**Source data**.

Issue #1290, opened 2023-02-24
access domains not handled properly on NodeJS 18 


breautek:
# Bug Report

## Problem

Unit test fails on NodeJS 18, because the values returned by `URL.parse` has changed in NodeJS 18.

https://github.com/apache/cordova-ios/blame/master/lib/prepare.js#L1029

As of NodeJS 18, the parsed URL now contains ` .hostname` property that is a non-empty string, whereas older Node versions returned `hosname` as an empty string, when given a URL that contains a wildcard such as `https://*.test.com`.

Here is a summary of how the parsed URL has changed going into Node 18.
```
v16.14.0 -> v18.14.1

var URL = require('url')
var href = 'http://*.test';
Url {
 protocol: 'http:',
 slashes: true,
 auth: null,
 host: '',----------------> '*.test'
 port: null,
 hostname: '',------------> '*.test'
 hash: null,
 search: null,
 query: null,
 pathname: '/*.test',-----> '/'
 path: '/*.test',---------> '/'
 href: 'http:///*.test'---> 'http://*.test/'
}
```

As a result, the final object when testing https://github.com/apache/cordova-ios/blame/master/tests/spec/unit/prepare.spec.js#L864

fails because the key is `*.server01.com` instead of the expected `server01.com`

### Version information
cordova-ios master
NodeJS 18

TylerBreau:
The code mentions URL.parse being deprecated.
```
function parseAllowlistUrlForATS (url, options) {
    // @todo 'url.parse' was deprecated since v11.0.0. Use 'url.URL' constructor instead.
    const href = URL.parse(url); // eslint-disable-line
```

Here's a summary of the differences between URL.parse and URL.URL constructor.
```
v16.14.0 (URL.parse) -> v18.14.1 (new URL.URL)

var URL = require('url')
var href = 'http://*.test';
URL.parse -> new URL.URL(href)
Url {
 protocol: 'http:',
 slashes: true,-----------> undefined
 auth: null,--------------> undefined
 host: '',----------------> '*.test'
 port: null,
 hostname: '',------------> '*.test'
 hash: null,
 search: null,
 query: null,-------------> undefined
 pathname: '/*.test',-----> '/'
 path: '/*.test',---------> undefined
 href: 'http:///*.test'---> 'http://*.test/'


 v18 introduces the following properties
 origin: 'http://*.test',
 username: '',
 password: '',
 searchParams: URLSearchParams {},
}
```

[...]

PR #1300, opened 2023-03-21
Set webView.inspectable to true for debug builds on iOS >= 16.4

BBosman:
### Platforms affected

iOS

### Motivation and Context

With the introduction of iOS 16.4 WKWebView instances will no longer be inspectable by default.

Details: [Enabling the Inspection of Web Content in Apps](https://webkit.org/blog/13936/enabling-the-inspection-of-web-content-in-apps/)

### Description

This PR honors that change for Release builds, but explicitly sets the inspectability to `YES` for Debug builds by default.
It also introduce an override option, so consumers can influence this decision in their own build.

### Testing

Tested the code in one of our own apps.

### Checklist

### DIFF
--- a/CordovaLib/Classes/Private/Plugins/CDVWebViewEngine/CDVWebViewEngine.m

**WHAT YOU WILL DO**.
Beginning at the top of the records above, transcribe each line exactly up to and including the line that holds "fails because the".

**RESPONSE TO THIS TASK**.
Issue #1290, opened 2023-02-24
access domains not handled properly on NodeJS 18 


breautek:
# Bug Report

## Problem

Unit test fails on NodeJS 18, because the values returned by `URL.parse` has changed in NodeJS 18.

https://github.com/apache/cordova-ios/blame/master/lib/prepare.js#L1029

As of NodeJS 18, the parsed URL now contains ` .hostname` property that is a non-empty string, whereas older Node versions returned `hosname` as an empty string, when given a URL that contains a wildcard such as `https://*.test.com`.

Here is a summary of how the parsed URL has changed going into Node 18.
```
v16.14.0 -> v18.14.1

var URL = require('url')
var href = 'http://*.test';
Url {
 protocol: 'http:',
 slashes: true,
 auth: null,
 host: '',----------------> '*.test'
 port: null,
 hostname: '',------------> '*.test'
 hash: null,
 search: null,
 query: null,
 pathname: '/*.test',-----> '/'
 path: '/*.test',---------> '/'
 href: 'http:///*.test'---> 'http://*.test/'
}
```

As a result, the final object when testing https://github.com/apache/cordova-ios/blame/master/tests/spec/unit/prepare.spec.js#L864

fails because the key is `*.server01.com` instead of the expected `server01.com`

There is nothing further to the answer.